Mathematical model analysis of malaria transmission dynamics with induced complications

Abstract

This study develops a mathematical model to analyze malaria transmission dynamics. It accounts for complications like severe anemia and organ dysfunction, which impact disease outcomes and healthcare systems. The study includes rigorous analysis to confirm the existence and uniqueness of the solution, positivity, boundedness, and stability of the equilibrium points. Stability analysis is done using the Routh–Hurwitz criteria and the Castillo-Chavez approach. It is verified that the malaria-free equilibrium point is globally asymptotically stable when $R_0$ is below one, with no backward bifurcation.

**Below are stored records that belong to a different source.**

PR #2754, opened 2015-08-12
More robust RsaCng.Encrypt/Decrypt/SignHash.

AtsushiKan:
This addresses two pieces of feedback from WinCrypto:

- NCryptDecrypt() can potentially ask for more buffer space than
  he ends up needing (saves him from having to do a extra decrypt
  just to calculate the size.) We need to guard against that
  and shrink the array to fit, in case the api overbudgeted.

  I've added the resize to other places where we do this
  "okay, here's 0 bytes of space. What, you want more? Okay,
  here it is" API pattern. It's cheap insurance.

- Try to avoid the double-call in some cases by estimating
  a buffer size upfront (Encrypt/Decrypt/SignHash).

### DIFF
--- a/src/System.Security.Cryptography.Cng/src/System/Security/Cryptography/CngKey.Export.cs
+++ b/src/System.Security.Cryptography.Cng/src/System/Security/Cryptography/CngKey.Export.cs
@@ -26,17 +26,17 @@ namespace System.Security.Cryptography
             if (format == null)
                 throw new ArgumentNullException("format");
 
-            int numBytesRequired;
-            ErrorCode errorCode = Interop.NCrypt.NCryptExportKey(_keyHandle, IntPtr.Zero, format.Format, IntPtr.Zero, null, 0, out numBytesRequired, 0);
+            int numBytesNeeded;
+            ErrorCode errorCode = Interop.NCrypt.NCryptExportKey(_keyHandle, IntPtr.Zero, format.Format, IntPtr.Zero, null, 0, out numBytesNeeded, 0);
             if (errorCode != ErrorCode.ERROR_SUCCESS)
                 throw errorCode.ToCryptographicException();
 
-            byte[] buffer = new byte[numBytesRequired];
-            errorCode = Interop.NCrypt.NCryptExportKey(_keyHandle, IntPtr.Zero, format.Format, IntPtr.Zero, buffer, buffer.Length, out numBytesRequired, 0);
+            byte[] buffer = new byte[numBytesNeeded];
+            errorCode = Interop.NCrypt.NCryptExportKey(_keyHandle, IntPtr.Zero, format.Format, IntPtr.Zero, buffer, buffer.Length, out numBytesNeeded, 0);
             if (errorCode != ErrorCode.ERROR_SUCCESS)
                 throw errorCode.ToCryptographicException();
 
-            Array.Resize(ref buffer, numBytesRequired);
+            Array.Resize(ref buffer, numBytesNeeded);
             return buffer;
         }
     }
--- a/src/System.Security.Cryptography.Cng/src/System/Security/Cryptography/CngKey.Export.cs
+++ b/src/System.Security.Cryptography.Cng/src/System/Security/Cryptography/CngKey.Export.cs
@@ -32,10 +32,11 @@ namespace System.Security.Cryptography
                 throw errorCode.ToCryptographicException();
 
             byte[] buffer = new byte[numBytesRequired];
-            errorCode = Interop.NCrypt.NCryptExportKey(_keyHandle, IntPtr.Zero, format.Format, IntPtr.Zero, buffer, numBytesRequired, out numBytesRequired, 0);
+            errorCode = Interop.NCrypt.NCryptExportKey(_keyHandle, IntPtr.Zero, format.Format, IntPtr.Zero, buffer, buffer.Length, out numBytesRequired, 0);
             if (errorCode != ErrorCode.ERROR_SUCCESS)
                 throw errorCode.ToCryptographicException();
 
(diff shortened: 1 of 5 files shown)


src/System.Security.Cryptography.Cng/src/System/Security/Cryptography/CngKey.Export.cs
```diff
@@ -32,10 +32,11 @@ public byte[] Export(CngKeyBlobFormat format)
                 throw errorCode.ToCryptographicException();
 
             byte[] buffer = new byte[numBytesRequired];
-            errorCode = Interop.NCrypt.NCryptExportKey(_keyHandle, IntPtr.Zero, format.Format, IntPtr.Zero, buffer, numBytesRequired, out numBytesRequired, 0);
+            errorCode = Interop.NCrypt.NCryptExportKey(_keyHandle, IntPtr.Zero, format.Format, IntPtr.Zero, buffer, buffer.Length, out numBytesRequired, 0);
```
stephentoub: Here you changed numBytesRequired to buffer.Length, but in the previous file you left it as numBytesRequired.  I realize they're the same value, but any reason for the discrepancy?

AtsushiKan: Which file are you referring to? The only one’s I could find were the ones where I was passing a pinned pointer down (and thus has no Length property, and passing down the source array’s Length didn’t seem any more robust than passing down “numBytesRequired.”)

src/System.Security.Cryptography.Cng/src/System/Security/Cryptography/RSACng.EncryptDecrypt.cs
```diff
@@ -84,18 +84,25 @@ private byte[] EncryptOrDecrypt(byte[] data, RSAEncryptionPadding padding, Encry
...
         // Now that the padding mode and information have been marshaled to their native counterparts, perform the encryption or decryption.
         //
-        private static unsafe byte[] EncryptOrDecrypt(SafeNCryptKeyHandle key, byte[] input, AsymmetricPaddingMode paddingMode, void* paddingInfo, EncryptOrDecryptAction encryptOrDecrypt)
+        private unsafe byte[] EncryptOrDecrypt(SafeNCryptKeyHandle key, byte[] input, AsymmetricPaddingMode paddingMode, void* paddingInfo, EncryptOrDecryptAction encryptOrDecrypt)
         {
-            int numBytesNeeded;
-            ErrorCode errorCode = encryptOrDecrypt(key, input, input.Length, paddingInfo, null, 0, out numBytesNeeded, paddingMode);
-            if (errorCode != ErrorCode.ERROR_SUCCESS)
-                throw errorCode.ToCryptographicException();
+            int estimatedSize = KeySize / 8;
```
stephentoub: How likely is it that this is too small?  If it's unlikely, makes sense.  If it's somewhat likely, I'm wondering if it's really better than starting with 0 and avoiding the estimated-size allocation.

AtsushiKan: I obtained this my experimenting with a bunch of key sizes and padding algorithms. This was always on the nose for Encrypts and Signs and just a little above the needed size (due to padding) for Decrypts.

src/System.Security.Cryptography.Cng/src/System/Security/Cryptography/CngKey.Export.cs
stephentoub: https://github.com/AtsushiKan/corefx/blob/rsaencrypt/src/System.Security.Cryptography.Cng/src/Internal/Cryptography/Helpers.cs#L80

AtsushiKan: Ok, I think misread your question, then. Since I was calling the Length property pretty much everywhere else, I decided to make this one consistent with that too, as it’s a more robust pattern. I hate debugging native buffer overruns.

stephentoub: Ok. Doesn't the same reasoning apply to that other call site?  I'm just going for consistency.

AtsushiKan: The other call site passes a byte* rather than a byte[]. So I can’t compute the length of it. I could pass down the Length of the original array, but this doesn’t seem any more robust than what’s there now. Either way, the callsite isn’t self-correcting in the light of surrounding changes.

stephentoub: You're trying to keep the buffer argument and the length argument as in sync as possible.  In the other call site, the numBytesNeeded is used to create the propertyValue array which is used to create the pPropertyValue pointer, so two hops between the numBytesNeeded and the pPropertyValue, whereas there's only one hop between propertyValue (and propertyValue.Length) and pPropertyValue.  Plus the names are almost identical, so there's a clear connection between them: looking just at the call site, I get the connection between "pPropertyValue" and "propertyValue.Length" much more so than I do between "pPropertyValue" and "numBytesNeeded".

If it were me and I were making this change, I'd change both.  But it's not a big deal.

stephentoub:
@dotnet-bot test this please

stephentoub:
@dotnet-bot test this please

stephentoub:
@dotnet-bot test this please

AtsushiKan:
cc: @bartonjs

AtsushiKan:
cc: @bartonjs

bartonjs:
LGTM

PR #2755, opened 2015-08-12
Downgrade Reflection.Metadata to Immutable Collections 1.1.36

tmat:
Can't use the latest version w/o updating VS.


tmat:
@nguerrera @davkean

davkean:
Why the change looks good, can we wait for Nick? I have no idea why 1.1.37 was picked up - it may have been for a real reason.

tmat:
@davkean Nick is on vacation. We need this to unblock a customer. I believe it was just a result of an auto-merge.

nguerrera:
This is OK by me. I had taken care to keep it 1.1.36 in dev/metadata for this very reason, but seems a merge from master was done that breaks that.

AlexGhiondea:
@tmat @nguerrera That was probably me -- I wasn't aware of this restriction. Thanks for fixing it!

PR #2766, opened 2015-08-12
BugFix: Test modules from CurrentProcess to avoid cross bit access on 64bit machines

### LINKED ISSUE #2750: Two Process tests failed in CI due to GetModuleInfos failing
http://dotnet-ci.cloudapp.net/job/dotnet_corefx_windows_release/961/console
```
System.Diagnostics.ProcessTests.ProcessTests.TestModules [FAIL]
        System.ComponentModel.Win32Exception : Only part of a ReadProcessMemory or WriteProcessMemory request was completed
        Stack Trace:
           d:\j\workspace\dotnet_corefx_windows_release\src\System.Diagnostics.Process\src\System\Diagnostics\ProcessManager.Windows.cs(406,0): at System.Diagnostics.NtProcessManager.GetModuleInfos(Int32 processId, Boolean firstModuleOnly)
           d:\j\workspace\dotnet_corefx_windows_release\src\System.Diagnostics.Process\src\System\Diagnostics\Process.cs(277,0): at System.Diagnostics.Process.get_Modules()
           d:\j\workspace\dotnet_corefx_windows_release\src\System.Diagnostics.Process\tests\ProcessTests.cs(278,0): at System.Diagnostics.ProcessTests.ProcessTests.TestModules()
```
and
```
System.Diagnostics.ProcessTests.ProcessCollectionTests.TestModuleCollectionBehavior [FAIL]
        System.ComponentModel.Win32Exception : Only part of a ReadProcessMemory or WriteProcessMemory request was completed
        Stack Trace:
           d:\j\workspace\dotnet_corefx_windows_release\src\System.Diagnostics.Process\src\System\Diagnostics\ProcessManager.Windows.cs(406,0): at System.Diagnostics.NtProcessManager.GetModuleInfos(Int32 processId, Boolean firstModuleOnly)
           d:\j\workspace\dotnet_corefx_windows_release\src\System.Diagnostics.Process\src\System\Diagnostics\Process.cs(277,0): at System.Diagnostics.Process.get_Modules()
           d:\j\workspace\dotnet_corefx_windows_release\src\System.Diagnostics.Process\tests\ProcessCollectionTests.cs(0,0): at System.Diagnostics.ProcessTests.ProcessCollectionTests.TestModuleCollectionBehavior()
```

Priya91:
fixes #2750

### DIFF
--- a/src/System.Diagnostics.Process/tests/ProcessCollectionTests.cs
+++ b/src/System.Diagnostics.Process/tests/ProcessCollectionTests.cs
@@ -12,7 +12,7 @@ namespace System.Diagnostics.ProcessTests
         [Fact]
         public void TestModuleCollectionBehavior()
         {
-            ProcessModule[] mArray = _process.Modules.Cast<ProcessModule>().ToArray();
+            ProcessModule[] mArray = Process.GetCurrentProcess().Modules.Cast<ProcessModule>().ToArray();
 
             // Constructor
             ProcessModuleCollection moduleCollection = new ProcessModuleCollection(mArray);
--- a/src/System.Diagnostics.Process/tests/ProcessTests.cs
+++ b/src/System.Diagnostics.Process/tests/ProcessTests.cs
@@ -275,7 +275,8 @@ namespace System.Diagnostics.ProcessTests
         [Fact]
         public void TestModules()
         {
-            foreach (ProcessModule pModule in _process.Modules)
+            ProcessModuleCollection moduleCollection = Process.GetCurrentProcess().Modules;
+            foreach (ProcessModule pModule in moduleCollection)
             {
                 // Validated that we can get a value for each of the following.
                 Assert.NotNull(pModule);


src/System.Diagnostics.Process/tests/ProcessCollectionTests.cs
```diff
@@ -12,7 +12,7 @@ public class ProcessCollectionTests : ProcessTestBase
         [Fact]
         public void TestModuleCollectionBehavior()
         {
-            ProcessModule[] mArray = _process.Modules.Cast<ProcessModule>().ToArray();
+            ProcessModule[] mArray = Process.GetCurrentProcess().Modules.Cast<ProcessModule>().ToArray();
```
stephentoub: @Priya91, can you remind me how we'd end up in a situation where _process is a different bitness than Process.GetCurrentProcess()?

Priya91: ```_process.Start``` is starting ```RemoteExecutorConsoleApp.exe```, which is built for ```Any CPU```, and ```Prefer 32bit``` property is not set on the project. So while running on 64 bit machines, it will start as 64 bit process, and the ```xunit.console.netcore.exe``` is a 32bit process. ```Process.GetCurrentProcess()``` will access the 32 bit ```xunit.console.netcore.exe``` process so there should be no bitness problem.

stephentoub: Got it. Thanks.

stephentoub:
LGTM

src/System.Diagnostics.Process/tests/ProcessCollectionTests.cs
mellinoe: Not saying the fix is wrong, but regarding this:

> RemoteExecutorConsoleApp.exe, which is built for Any CPU, and Prefer 32bit property is not set on the project. So while running on 64 bit machines, it will start as 64 bit process

Won't the bitness of the process just be based on which runtime we are using? Our tests are all using a 32-bit runtime (at least for now). That's why the xUnit console process is 32-bit (it's actually compiled as AnyCPU 64-bit preferred). I would guess that the Remote Executor process is using the same runtime and therefore is probably also 32-bit.

Priya91: Hmm, taking a closer look at the line where this is thrown, it could be because even after 50 tries, the process modules weren't loaded or the OS loader is touching the module information during this time. For this case too, win32 api throws an exception, with the same error message that is ```Only part of a ReadProcessMemory or WriteProcessMemory request was completed``` as the bitness problem.

Either way, using the CurrentProcess Modules should solve both these problems. One scenario where the CurrentProcess may fail will be when the OSLoader is touching the module information of the current process. But in the 50 iterations we should have a success hit, as another test with similar failure before has stopped failing with this change.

A forward bifurcation exists with a smooth transition to endemic states as $R_0$ crosses one. Local sensitivity analysis justifies a 10% increase in transmission rates ${\beta }_1$ or ${\beta }_2$ raises $R_0$ by 5%, while a 10% increase in recovery rate ${\theta }_c$ or mosquito mortality rate ${\mu }_v$ reduce $R_0$ by 1.3% and 5%, respectively. Global sensitivity analysis was conducted, and it identified that ${\theta }_c$ has strong impact on the model’s output. Among all the parameters, ${\theta }_c$ and the death rate of mosquitoes were found to be the most influential in determining the behavior of the model. We fit the mathematical model to malaria data from Ethiopia and estimate parameters using Matlab’s fminsearch routine. The effect of seasonal malaria transmission rate is also discussed. Simulation analysis show that increasing treatment and mosquito death rates, while reducing transmission rates, can reduce the malaria burden. The findings emphasize the need to control complications and improve vector management for effective malaria interventions in regions like Ethiopia.